**Task directions**
Filter the records down to the lines that hold the word "numbers", and copy each of those lines.

◇ ◇ ◇

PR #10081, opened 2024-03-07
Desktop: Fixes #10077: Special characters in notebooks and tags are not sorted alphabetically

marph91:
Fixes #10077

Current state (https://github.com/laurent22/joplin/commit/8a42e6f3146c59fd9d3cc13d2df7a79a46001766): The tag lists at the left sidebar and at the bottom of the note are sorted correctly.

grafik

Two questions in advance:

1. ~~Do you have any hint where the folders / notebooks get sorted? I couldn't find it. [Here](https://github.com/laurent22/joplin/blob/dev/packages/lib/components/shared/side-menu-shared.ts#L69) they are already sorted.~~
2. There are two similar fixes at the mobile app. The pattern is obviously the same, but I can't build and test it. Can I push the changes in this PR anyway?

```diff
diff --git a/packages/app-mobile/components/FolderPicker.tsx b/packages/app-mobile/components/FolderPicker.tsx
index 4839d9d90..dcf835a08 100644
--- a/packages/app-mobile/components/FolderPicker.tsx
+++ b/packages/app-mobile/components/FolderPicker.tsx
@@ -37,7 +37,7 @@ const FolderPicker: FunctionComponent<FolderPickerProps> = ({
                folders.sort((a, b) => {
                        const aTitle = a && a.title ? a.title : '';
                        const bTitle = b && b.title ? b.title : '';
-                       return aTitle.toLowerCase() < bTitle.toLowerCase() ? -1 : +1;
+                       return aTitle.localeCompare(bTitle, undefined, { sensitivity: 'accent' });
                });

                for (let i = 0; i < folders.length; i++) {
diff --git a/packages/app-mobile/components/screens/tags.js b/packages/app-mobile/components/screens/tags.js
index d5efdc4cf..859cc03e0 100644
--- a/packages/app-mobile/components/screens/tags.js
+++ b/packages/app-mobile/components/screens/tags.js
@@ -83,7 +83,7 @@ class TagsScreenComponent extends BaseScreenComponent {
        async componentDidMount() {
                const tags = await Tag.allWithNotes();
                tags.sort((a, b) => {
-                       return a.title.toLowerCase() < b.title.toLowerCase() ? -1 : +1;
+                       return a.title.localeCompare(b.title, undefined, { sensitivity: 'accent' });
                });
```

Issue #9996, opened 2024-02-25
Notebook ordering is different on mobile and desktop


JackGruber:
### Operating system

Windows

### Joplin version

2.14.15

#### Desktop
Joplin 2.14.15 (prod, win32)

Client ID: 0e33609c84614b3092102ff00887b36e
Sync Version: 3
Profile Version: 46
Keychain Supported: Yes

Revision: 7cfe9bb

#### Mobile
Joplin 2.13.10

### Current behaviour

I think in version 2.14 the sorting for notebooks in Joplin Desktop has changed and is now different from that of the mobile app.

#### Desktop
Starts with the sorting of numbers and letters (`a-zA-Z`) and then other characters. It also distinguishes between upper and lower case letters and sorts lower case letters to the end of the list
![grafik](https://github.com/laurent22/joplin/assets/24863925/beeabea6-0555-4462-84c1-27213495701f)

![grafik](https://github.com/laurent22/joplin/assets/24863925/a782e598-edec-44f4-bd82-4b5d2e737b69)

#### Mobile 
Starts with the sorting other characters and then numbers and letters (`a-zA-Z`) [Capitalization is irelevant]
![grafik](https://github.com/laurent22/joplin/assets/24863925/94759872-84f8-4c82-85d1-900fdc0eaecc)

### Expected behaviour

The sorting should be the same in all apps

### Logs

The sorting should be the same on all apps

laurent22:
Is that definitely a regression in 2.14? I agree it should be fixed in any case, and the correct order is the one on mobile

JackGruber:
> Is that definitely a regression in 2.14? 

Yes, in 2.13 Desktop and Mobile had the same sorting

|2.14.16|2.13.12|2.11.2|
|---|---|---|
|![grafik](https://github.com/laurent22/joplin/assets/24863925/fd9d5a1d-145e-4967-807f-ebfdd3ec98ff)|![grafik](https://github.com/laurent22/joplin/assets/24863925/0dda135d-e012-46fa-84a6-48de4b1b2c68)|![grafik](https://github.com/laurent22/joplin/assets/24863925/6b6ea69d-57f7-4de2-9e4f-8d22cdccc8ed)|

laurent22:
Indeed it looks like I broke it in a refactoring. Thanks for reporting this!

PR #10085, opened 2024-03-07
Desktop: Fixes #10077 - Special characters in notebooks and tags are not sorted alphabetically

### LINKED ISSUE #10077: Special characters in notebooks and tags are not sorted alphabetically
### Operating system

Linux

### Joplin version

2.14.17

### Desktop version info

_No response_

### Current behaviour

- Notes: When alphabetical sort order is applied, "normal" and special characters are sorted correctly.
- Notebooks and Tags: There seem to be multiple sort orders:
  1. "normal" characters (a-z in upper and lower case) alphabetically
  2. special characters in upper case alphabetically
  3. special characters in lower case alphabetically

◇ ◇ ◇

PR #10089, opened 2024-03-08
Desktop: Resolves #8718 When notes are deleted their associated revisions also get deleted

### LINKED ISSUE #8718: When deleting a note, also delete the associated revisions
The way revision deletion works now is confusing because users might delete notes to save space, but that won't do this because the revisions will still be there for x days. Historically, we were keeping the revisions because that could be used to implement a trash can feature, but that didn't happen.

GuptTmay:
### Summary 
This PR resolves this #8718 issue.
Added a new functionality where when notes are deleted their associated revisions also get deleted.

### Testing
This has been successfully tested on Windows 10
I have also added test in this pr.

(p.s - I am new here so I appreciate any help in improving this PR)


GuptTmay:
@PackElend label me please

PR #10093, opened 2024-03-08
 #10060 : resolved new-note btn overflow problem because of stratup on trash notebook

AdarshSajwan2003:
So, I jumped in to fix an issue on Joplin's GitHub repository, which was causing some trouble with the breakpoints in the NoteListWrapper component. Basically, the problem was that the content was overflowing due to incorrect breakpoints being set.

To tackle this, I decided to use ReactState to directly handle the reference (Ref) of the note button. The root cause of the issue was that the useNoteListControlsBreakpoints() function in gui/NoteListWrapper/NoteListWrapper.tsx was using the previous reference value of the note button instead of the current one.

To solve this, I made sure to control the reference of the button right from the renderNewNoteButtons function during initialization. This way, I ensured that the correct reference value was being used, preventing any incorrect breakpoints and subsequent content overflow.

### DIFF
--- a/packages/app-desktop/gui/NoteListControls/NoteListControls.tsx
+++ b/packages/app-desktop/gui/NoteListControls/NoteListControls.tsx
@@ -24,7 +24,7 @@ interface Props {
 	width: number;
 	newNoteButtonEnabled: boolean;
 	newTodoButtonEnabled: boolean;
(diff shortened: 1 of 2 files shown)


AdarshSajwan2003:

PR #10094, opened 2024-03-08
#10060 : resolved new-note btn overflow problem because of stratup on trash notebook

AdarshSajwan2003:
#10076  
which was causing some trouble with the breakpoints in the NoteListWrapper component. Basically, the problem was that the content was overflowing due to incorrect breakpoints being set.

◇ ◇ ◇

**Result of the task**
Starts with the sorting of numbers and letters (`a-zA-Z`) and then other characters. It also distinguishes between upper and lower case letters and sorts lower case letters to the end of the list
Starts with the sorting other characters and then numbers and letters (`a-zA-Z`) [Capitalization is irelevant]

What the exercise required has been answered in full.